▶ [Exercise prompt]: Copy each line of the records that contains the word "rules".
### Supplied records
Issue #7297, opened 2023-07-22
Docs: restrict-plus-operands example is wrong for the default configuration


lgenzelis:
### Before You File a Documentation Request Please Confirm You Have Done The Following...

- [X] I have looked for existing [open or closed documentation requests](https://github.com/typescript-eslint/typescript-eslint/issues?q=is%3Aissue+label%3Adocumentation) that match my proposal.
- [X] I have [read the FAQ](https://typescript-eslint.io/linting/troubleshooting) and my problem is not listed.

### Suggested Changes

[restrict-plus-operands docs](https://typescript-eslint.io/rules/restrict-plus-operands/) starts by giving these incorrect examples:

```typescript
let foo = '5.5' + 5;
```

I remember that was once the case, and I don't know when it changed, but now that's not an error anymore. The default configuration is:

```javascript
const defaultOptions: Options = [
  {
    allowAny: true,
    allowBoolean: true,
    allowNullish: true,
    allowNumberAndString: true,
    allowRegExp: true,
    skipCompoundAssignments: false,
  },
];
```

Since we have `allowNumberAndString: true`, it's ok to do `'5.5' + 5`. It can be verified [in the playground](https://typescript-eslint.io/play/#ts=5.1.6&fileType=.ts&code=DYUwLgBAZg9jEF4IHICsA6VyIGoKoG4AoIA&eslintrc=N4KABGBEBOCuA2BTAzpAXGUEKQAIBcBPABxQGNoBLY-AWhXkoDt8B6aFfKsu4%2BWZLQD2paAEMmAE1QZIiaNCHRI4MAF8QaoA&tsconfig=&tokens=false).

### Affected URL(s)

https://typescript-eslint.io/rules/restrict-plus-operands/

BrianLeishman:
Also running into this, and it's quite confusing. Shouldn't all of these really default to `false` instead of `true`?

The `Caution` note seems to imply that these *shouldn't* be set to true at all.

ad1992:
Looks like this issue was fixed by #8362  so can be closed?

auvred:
Yes, thanks!

PR #8362, opened 2024-02-04
docs: fix restrict-plus-operands example

nobuaki0331:
I have removed the example of restrict-plus-operands

## PR Checklist

- [x] Addresses an existing open issue: fixes https://github.com/typescript-eslint/typescript-eslint/issues/7297

## Overview

I have removed the example of restrict-plus-operands because it seems to be inaccurate and no longer relevant.

### DIFF
--- a/packages/eslint-plugin/docs/rules/restrict-plus-operands.md
+++ b/packages/eslint-plugin/docs/rules/restrict-plus-operands.md
@@ -19,13 +19,14 @@ This rule reports when a `+` operation combines two values of different types, o
 
 ```ts
 let foo = 1n + 1;
+let fn = (a: string, b: never) => a + b;
 ```
 
 ### ✅ Correct
 
 ```ts
-let foo = parseInt('5.5', 10) + 10;
 let foo = 1n + 1n;
+let fn = (a: string, b: string) => a + b;
 ```
 
 ## Options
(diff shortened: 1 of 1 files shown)


packages/eslint-plugin/docs/rules/restrict-plus-operands.md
######
▶ [Output below]:
[restrict-plus-operands docs](https://typescript-eslint.io/rules/restrict-plus-operands/) starts by giving these incorrect examples:
https://typescript-eslint.io/rules/restrict-plus-operands/
--- a/packages/eslint-plugin/docs/rules/restrict-plus-operands.md
+++ b/packages/eslint-plugin/docs/rules/restrict-plus-operands.md
packages/eslint-plugin/docs/rules/restrict-plus-operands.md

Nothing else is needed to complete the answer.